Relationships are non-linear
In practical terms, this means a small perturbation may cause a large effect (see butterfly effect), a proportional effect, or even no effect at all. In linear systems, the effect is always directly proportional to cause. See nonlinearity.
Relationships contain feedback loops
Both negative (damping) and positive (amplifying) feedback are always found in complex systems. The effects of an element's behavior are fed back in such a way that the element itself is altered.

History

In 1948, Dr. Warren Weaver published an essay on "Science and Complexity", [21] exploring the diversity of problem types by contrasting problems of simplicity, disorganized complexity, and organized complexity. Weaver described these as "problems which involve dealing simultaneously with a sizable number of factors which are interrelated into an organic whole."

While the explicit study of complex systems dates at least to the 1970s, [22] the first research institute focused on complex systems, the Santa Fe Institute, was founded in 1984. [23] [24] Early Santa Fe Institute participants included physics Nobel laureates Murray Gell-Mann and Philip Anderson, economics Nobel laureate Kenneth Arrow, and Manhattan Project scientists George Cowan and Herb Anderson. [25] Today, there are over 50 institutes and research centers focusing on complex systems.[ citation needed ]

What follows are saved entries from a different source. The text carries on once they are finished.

PR #1029, opened 2019-09-03
Fix deprecation for using spaceless tag

botjaeger:
for symfony 3.4

### DIFF
--- a/Resources/views/Form/fields.html.twig
+++ b/Resources/views/Form/fields.html.twig
@@ -4,7 +4,7 @@
 {%- endblock %}
 
 {% block vich_file_widget %}
-    {% spaceless %}
+    {% apply spaceless %}
         <div class="vich-file">
             {{ form_widget(form.file) }}
             {% if form.delete is defined %}
@@ -15,7 +15,7 @@
                 <a href="{{ download_uri }}">{{ translation_domain is same as(false) ? download_label : download_label|trans({}, translation_domain) }}</a>
             {% endif %}
         </div>
-    {% endspaceless %}
+    {% endapply %}
 {% endblock %}
 
 {% block vich_image_row -%}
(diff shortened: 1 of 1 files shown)


Resources/views/Form/fields.html.twig
```diff
@@ -4,7 +4,7 @@
 {%- endblock %}
 
 {% block vich_file_widget %}
-    {% spaceless %}
+    {% apply spaceless %}
```
garak: We can't just replace `spaceless` with `apply spaceless`, since this bundle is not requiring any specific version of Twig. So, if some users use an old version of Twig, their code would break.

I see two possible solutions: 
* add a `conflict` section in our composer.json (hard)
* use the whitespace "minus" operator instead (easy)

botjaeger: from this

```
{% block vich_file_widget %}
    {% apply spaceless %}
        <div class="vich-file">
            {{ form_widget(form.file) }}
            {% if form.delete is defined %}
                {{ form_row(form.delete) }}
            {% endif %}

            {% if download_uri %}
                <a href="{{ download_uri }}">{{ translation_domain is same as(false) ? download_label : download_label|trans({}, translation_domain) }}</a>
            {% endif %}
        </div>
    {% endapply %}
{% endblock %}
```

to this ?

```
{%- block vich_file_widget -%}
    <div class="vich-file">
        {{ form_widget(form.file) }}
        {% if form.delete is defined %}
            {{ form_row(form.delete) }}
        {% endif %}

        {% if download_uri %}
            <a href="{{ download_uri }}">{{ translation_domain is same as(false) ? download_label : download_label|trans({}, translation_domain) }}</a>
        {% endif %}
    </div>
{%- endblock -%}
```

garak: That's not enough, you should use `{{-` and `-}}` too

garak: Moreover: also other `{%` should be changed to  `{%-`

botjaeger: alright, will update the PR

PR #1032, opened 2019-09-04
Fix naming files with ".0" extension

### LINKED ISSUE #1030: Extension ".0" is disregarded when naming files
### Bug Report

|    Q        |   A
|------------ | ------
| BC Break    | no
| Version     | 1.10.1

#### Summary

When uploading files with an `.0` extension, the available namers ignore the extension and rename the file as if it had no extension at all or based on a mime-type guess.

#### Current behavior

new file name `5d6faa6b945d0819644602` (using UniqidNamer as example)

#### How to reproduce

Use this mapping:

```
vich_uploader:
    # ...
    mappings:
        product_image:
            upload_destination: product_image_fs
            namer: Vich\UploaderBundle\Naming\UniqueNamer
```
Upload a file `examplefile.0` as product_image.

Failing unit tests are provided by 6ebc7af29c50b07beca01148cfe51e0cfcfcdfeb .

#### Expected behavior

new file name `5d6faa6b945d0819644602.0`

tantegerda1:
Files with an extension ".0" typically occur as output of file split
operations and compression utilities. Although unusual, such extensions
are valid and should be processable by VichUploader.

Fixes #1030

### DIFF
--- a/Naming/Polyfill/FileExtensionTrait.php
+++ b/Naming/Polyfill/FileExtensionTrait.php
@@ -17,11 +17,11 @@ trait FileExtensionTrait
     {
         $originalName = $file->getClientOriginalName();
 
-        if ($extension = \pathinfo($originalName, PATHINFO_EXTENSION)) {
+        if ('' !== ($extension = \pathinfo($originalName, PATHINFO_EXTENSION))) {
             return $extension;
         }
 
-        if ($extension = $file->guessExtension()) {
+        if ('' !== ($extension = $file->guessExtension())) {
             return $extension;
         }
 
--- a/Tests/Naming/UniqidNamerTest.php
+++ b/Tests/Naming/UniqidNamerTest.php
@@ -21,6 +21,9 @@ class UniqidNamerTest extends TestCase
             ['lala.mp3',      'mpga',            '/[a-z0-9]{13}.mp3/'],
             ['lala',          'mpga',            '/[a-z0-9]{13}.mpga/'],
             ['lala',          null,              '/[a-z0-9]{13}/'],
+            ['lala.0',        null,              '/[a-z0-9]{13}\\.0/'],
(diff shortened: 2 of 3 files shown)


Naming/Polyfill/FileExtensionTrait.php
```diff
@@ -17,11 +17,11 @@ private function getExtension(UploadedFile $file): ?string
     {
         $originalName = $file->getClientOriginalName();
 
-        if ($extension = \pathinfo($originalName, PATHINFO_EXTENSION)) {
+        if ('' !== ($extension = \pathinfo($originalName, PATHINFO_EXTENSION))) {
```
garak: I'd rather check for `null`

tantegerda1: Hm… I'm unsure about that.

The [php docs](https://www.php.net/manual/en/function.pathinfo.php#refsect1-function.pathinfo-returnvalues) says 

> If options is present, returns a string containing the requested element. 

and testing a file without extension `var_dump(\pathinfo('foo/bar', PATHINFO_EXTENSION));"` shows `string(0) ""`.

garak: You're right. So what is the purpose of checking with `is_string` below?

Tests/Naming/UniqidNamerTest.php
```diff
@@ -21,6 +21,9 @@ public function fileDataProvider(): array
             ['lala.mp3',      'mpga',            '/[a-z0-9]{13}.mp3/'],
             ['lala',          'mpga',            '/[a-z0-9]{13}.mpga/'],
             ['lala',          null,              '/[a-z0-9]{13}/'],
+            ['lala.0',        null,              '/[a-z0-9]{13}\\.0/'],
```
garak: Why `lala.0` name is returning `null` extension? I thought it was supposed to return `.0`

garak:
Thank you @tantegerda1

PR #1045, opened 2019-10-22
Diff from gnutix's PR.

BlackWiCKED:
I used gnutix's PR ( #1021 ) as the base of this new one.

I have not made any changes in the logic, and I have not run automated tests. I tried it on my own project, by using the new **_storage_resolve_method_** variable, and it worked as earlier (in version 1.9).

I also extended the documentation, but it definitely needs a review.

### DIFF
--- a/Form/Type/VichImageType.php
+++ b/Form/Type/VichImageType.php
@@ -106,7 +106,7 @@ class VichImageType extends VichFileType
         return 'vich_image';
     }
 
-	private function resolvePath($storageResolveMethod, $object, FormInterface $form): ?string
+	private function resolvePath(int $storageResolveMethod, object $object, FormInterface $form): ?string
 	{
 		if (static::STORAGE_RESOLVE_URI === $storageResolveMethod) {
 			return $this->storage->resolveUri($object, $form->getName());
--- a/Form/Type/VichImageType.php
+++ b/Form/Type/VichImageType.php
@@ -19,10 +19,11 @@ use Vich\UploaderBundle\Storage\StorageInterface;
  */
 class VichImageType extends VichFileType
 {
+    public const STORAGE_RESOLVE_URI = 0;
 
-	public const STORAGE_RESOLVE_URI = 0;
-	public const STORAGE_RESOLVE_PATH_ABSOLUTE = 1;
-	public const STORAGE_RESOLVE_PATH_RELATIVE = 2;
+    public const STORAGE_RESOLVE_PATH_ABSOLUTE = 1;
+
+    public const STORAGE_RESOLVE_PATH_RELATIVE = 2;
 
     /**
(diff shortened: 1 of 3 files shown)


Form/Type/VichImageType.php
```diff
@@ -42,8 +47,18 @@ public function configureOptions(OptionsResolver $resolver): void
...
+		    [
+			    static::STORAGE_RESOLVE_URI,
+			    static::STORAGE_RESOLVE_PATH_RELATIVE,
+			    static::STORAGE_RESOLVE_PATH_ABSOLUTE,
+		    ]
+	    );
+
         $resolver->setAllowedTypes('image_uri', ['bool', 'string', 'callable']);
 
         $imageUriNormalizer = static function (Options $options, $imageUri) {
```
BlackWiCKED: @garak I'm not sure about the return type here. It can be a bool, a string or even a callable, however PHP does not support multiple return type declarations (yet) - or at least I'm not aware of such. "Mixed" is not an option. Some people suggest to use an Interface for this, but that seems to be an overkill to me...

What are your thoughts? We have a very similar normalizer function for **_VichFileType_** class. Maybe this type hinting job should be done in a separate PR to finally release the solution for the original problem.

Form/Type/VichImageType.php
```diff
@@ -91,4 +105,19 @@ public function getBlockPrefix(): string
     {
         return 'vich_image';
     }
+
+	private function resolvePath(int $storageResolveMethod, object $object, FormInterface $form): ?string
```
BlackWiCKED: Added type hint for $storageResolveMethod and $object.

Form/Type/VichImageType.php
garak: Missing return type for mixed cases is fine

BlackWiCKED:
> What about `VichFileType`? Method `resolveUri` is used there too.

I believe this is VichImageType specific, because it is triggered only when the LiipImagineBundle (imagine_pattern) is involved. My issue was exactly that; I had to send relative path to the cache resolver, because the absolute path was not publicly accessible, so it could not handle it properly. I'm aware that my case is somewhat unique, but the PR gives the users option to chose whatever fits for their needs best.

By the way, you already discussed this in one of the previous PR's conversations, and then agreed with the contributor that:

> You're right, the option applies only to VichImageType

https://github.com/dustin10/VichUploaderBundle/pull/1021/files/1a3b792b8fbfa5cd40e82670228e5f5f20c8e1a3#diff-61cf138b1eea6444653e4ae361447fbd

garak:
> By the way, you already discussed this in one of the previous PR's conversations, and then agreed with the contributor that:
> 
> > You're right, the option applies only to VichImageType

Ah, that feeling of déjà vu :smile:

Issue #1049, opened 2019-10-29
Smarter namer is not smart enough


garak:
We currently have [https://github.com/dustin10/VichUploaderBundle/blob/master/Naming/SmartUniqueNamer.php](/SmartUniqueNamer).

It could be smarter:

* it could lowercase extension (who wants files like "mypicture.JPG"?)
* it could check for name length. Since most filesystems accept a maximum length of 255 characters, if an user tries to upload a file with very long name, the resulting name can exceed such limit (since the namer is adding the uniqid prefix)

PR #1052, opened 2019-10-29
Sets to lowercase, smartly handles names over 255 characters

aewens:
In reference to issue #1049

### DIFF
--- a/Naming/SmartUniqueNamer.php
+++ b/Naming/SmartUniqueNamer.php
@@ -24,6 +24,7 @@ final class SmartUniqueNamer implements NamerInterface
         $uniqBasename = \sprintf('%s%s', $originalBasename, $uniqId);
         $uniqExtension = \sprintf('%s.%s', $uniqId, $originalExtension);
         $smartName = \sprintf('%s%s', $originalBasename, $uniqExtension);
+
         // Check if smartName is an acceptable size (some filesystems accept a max of 255)
         if (\strlen($smartName) <= 255) {
             return $smartName;
@@ -37,6 +38,7 @@ final class SmartUniqueNamer implements NamerInterface
             $shortBasename = \substr($originalBasename, 0, $shrinkBasenameSize);
 
             return \sprintf('%s%s', $shortBasename, $uniqExtension);
+
         // The extension is too long, but first try to preserve the basename, if possible
         // 253 is used to account for a dot and one letter extension
         } elseif (\strlen($uniqBasename) <= 253) {
@@ -44,14 +46,16 @@ final class SmartUniqueNamer implements NamerInterface
             // 254 is used to account for the dot
             $shrinkExtenstionSize = 254 - \strlen($uniqBasename);
             $shortExtension = \substr($originalExtension, 0, $shrinkExtensionSize);
-            
+
             return \sprintf('%s.%s', $uniqBasename, $shortExtension);
         }
+
         // Both the basename and extension are too long
         // 4 is used to keep three characters from the extension and include the dot
         $shrinkBasenameSize = 4 + \strlen($uniqId);
         $shortBasename = \substr($originalBasename, 0, $shrinkBasenameSize);
         $shortExtension = \substr($originalExtension, 0, 3);
+
         return \sprintf('%s.%s', $shortBasename, $shortExtension);
     }
 }
--- a/Naming/SmartUniqueNamer.php
+++ b/Naming/SmartUniqueNamer.php
@@ -57,6 +57,6 @@ final class SmartUniqueNamer implements NamerInterface
         $shortBasename = \substr($originalBasename, 0, $shrinkBasenameSize);
         $shortExtension = \substr($originalExtension, 0, 3);
 
-        return \sprintf('%s.%s', $shortBasename, $shortExtension);
+        return \sprintf('%s%s.%s', $shortBasename, $uniqId, $shortExtension);
     }
 }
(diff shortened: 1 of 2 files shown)


Naming/SmartUniqueNamer.php
```diff
@@ -17,10 +17,25 @@ public function name($object, PropertyMapping $mapping): string
     {
         $file = $mapping->getFile($object);
         $originalName = $file->getClientOriginalName();
-        $originalExtension = \pathinfo($originalName, PATHINFO_EXTENSION);
-        $originalBasename = \basename($originalName, '.'.$originalExtension);
+        $originalExtension = \strtolower(\pathinfo($originalName, PATHINFO_EXTENSION));
+        $originalBasename = \strtolower(\basename($originalName, '.'.$originalExtension));
```
garak: We can avoid strtolower here, it's already performed by Transliterator

Naming/SmartUniqueNamer.php
```diff
@@ -17,10 +17,25 @@ public function name($object, PropertyMapping $mapping): string
...
+        $uniqExtension = \sprintf('%s.%s', $uniqId, $originalExtension);
+        $smartName = \sprintf('%s%s', $originalBasename, $uniqExtension);
+        // Check if smartName is an acceptable size (some filesystems accept a max of 255)
+        if (\strlen($smartName) <= 255) {
+            return $smartName;
+        }
 
-        return \sprintf('%s%s.%s', $originalBasename, \str_replace('.', '', \uniqid('-', true)), $originalExtension);
+        // Shorten the basename to fit into 255 (excluding the unique extension)
+        $diffSize = (255 - \strlen($uniqExtension)) - \strlen($originalBasename);
```
garak: I understand that we don't want to cut out the extension, but I think that diff size should be calculated by taking extension itself into account

aewens: Fair enough, I assume there is no issue then using the `substr` function on the extension then to remove the excess?

garak: OK, let's take a little example: suppose that $smartName is 256 chars long, and extension is typical 3 letters + dot (like ".pdf"). We can deduct than $diffSize will be 252 (= 256 - 3 - 1) chars and so will fail check against 255.

aewens: This should be taken care of in commit [a26773c](https://github.com/aewens/VichUploaderBundle/commit/a26773ce1bf2533195b862fec9951b93b375d638#diff-43549d537b7d4f88517af8b366fd4a62).

aewens:
@garak The requested changes have been made, let me know if anything else needs to be done.

Naming/SmartUniqueNamer.php
```diff
@@ -17,10 +17,45 @@ public function name($object, PropertyMapping $mapping): string
     {
         $file = $mapping->getFile($object);
         $originalName = $file->getClientOriginalName();
-        $originalExtension = \pathinfo($originalName, PATHINFO_EXTENSION);
+        $originalExtension = \strtolower(\pathinfo($originalName, PATHINFO_EXTENSION));
         $originalBasename = \basename($originalName, '.'.$originalExtension);
         $originalBasename = Transliterator::transliterate($originalBasename);
+        $uniqId = \str_replace('.', '', \uniqid('-', true));
+        $uniqBasename = \sprintf('%s%s', $originalBasename, $uniqId);
+        $uniqExtension = \sprintf('%s.%s', $uniqId, $originalExtension);
```
garak: What's the point of concatenating uniqid to both basename **and** extension? 🤔

Naming/SmartUniqueNamer.php
```diff
@@ -17,10 +17,45 @@ public function name($object, PropertyMapping $mapping): string
...
+        if (\strlen($uniqExtension) <= 254) {
+            // Resize the basename to fit into 255 alongside the unique ID and extension
+            $shrinkBasenameSize = 255 - \strlen($uniqExtension);
+            $shortBasename = \substr($originalBasename, 0, $shrinkBasenameSize);
+
+            return \sprintf('%s%s', $shortBasename, $uniqExtension);
+
+        // The extension is too long, but first try to preserve the basename, if possible
+        // 253 is used to account for a dot and one letter extension
+        } elseif (\strlen($uniqBasename) <= 253) {
```
garak: No need for an "else" after a return

aewens: Right! Sorry about that, I'll have that changed in just a moment.

Naming/SmartUniqueNamer.php
aewens: On lines [44](https://github.com/aewens/VichUploaderBundle/blob/f0682b779f75e8da250699ac4e79cb0253f4c272/Naming/SmartUniqueNamer.php#L44), [47](https://github.com/aewens/VichUploaderBundle/blob/f0682b779f75e8da250699ac4e79cb0253f4c272/Naming/SmartUniqueNamer.php#L47), and [50](https://github.com/aewens/VichUploaderBundle/blob/f0682b779f75e8da250699ac4e79cb0253f4c272/Naming/SmartUniqueNamer.php#L50) the variable is used in the edge case where a file has an abnormally long extension; so the extension would be shortened instead of the basename. The variable helps reduce code duplication during that check, but I can move it down to that portion of the code to make it easier to see why it is being used.

Naming/SmartUniqueNamer.php
aewens: This has been fixed in commit [3cecc4c](https://github.com/aewens/VichUploaderBundle/commit/3cecc4c3e4c0ef831872a1cf097fc6be1ed605fa#diff-43549d537b7d4f88517af8b366fd4a62)

Naming/SmartUniqueNamer.php
aewens: This has been fixed in commit [3cecc4c](https://github.com/aewens/VichUploaderBundle/commit/3cecc4c3e4c0ef831872a1cf097fc6be1ed605fa#diff-43549d537b7d4f88517af8b366fd4a62)

aewens:
@garak The new tests have been added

Since the late 1990s, the interest of mathematical physicists in researching economic phenomena has been on the rise. The proliferation of cross-disciplinary research with the application of solutions originated from the physics epistemology has entailed a gradual paradigm shift in the theoretical articulations and methodological approaches in economics, primarily in financial economics. The development has resulted in the emergence of a new branch of discipline, namely "econophysics", which is broadly defined as a cross-discipline that applies statistical physics methodologies which are mostly based on the complex systems theory and the chaos theory for economics analysis. [26]

The 2021 Nobel Prize in Physics was awarded to Syukuro Manabe, Klaus Hasselmann, and Giorgio Parisi for their work to understand complex systems. Their work was used to create more accurate computer models of the effect of global warming on the Earth's climate. [27]

Applications

Complexity in practice

The traditional approach to dealing with complexity is to reduce or constrain it. Typically, this involves compartmentalization: dividing a large system into separate parts. Organizations, for instance, divide their work into departments that each deal with separate issues. Engineering systems are often designed using modular components. However, modular designs become susceptible to failure when issues arise that bridge the divisions.

Complexity of cities

Jane Jacobs described cities as being a problem in organized complexity in 1961, citing Dr. Weaver's 1948 essay. [28] As an example, she explains how an abundance of factors interplay into how various urban spaces lead to a diversity of interactions, and how changing those factors can change how the space is used, and how well the space supports the functions of the city. She further illustrates how cities have been severely damaged when approached as a problem in simplicity by replacing organized complexity with simple and predictable spaces, such as Le Corbusier's "Radiant City" and Ebenezer Howard's "Garden City". Since then, others have written at length on the complexity of cities. [29]

Complexity economics

Over the last decades, within the emerging field of complexity economics, new predictive tools have been developed to explain economic growth. Such is the case with the models built by the Santa Fe Institute in 1989 and the more recent economic complexity index (ECI), introduced by the MIT physicist Cesar A. Hidalgo and the Harvard economist Ricardo Hausmann.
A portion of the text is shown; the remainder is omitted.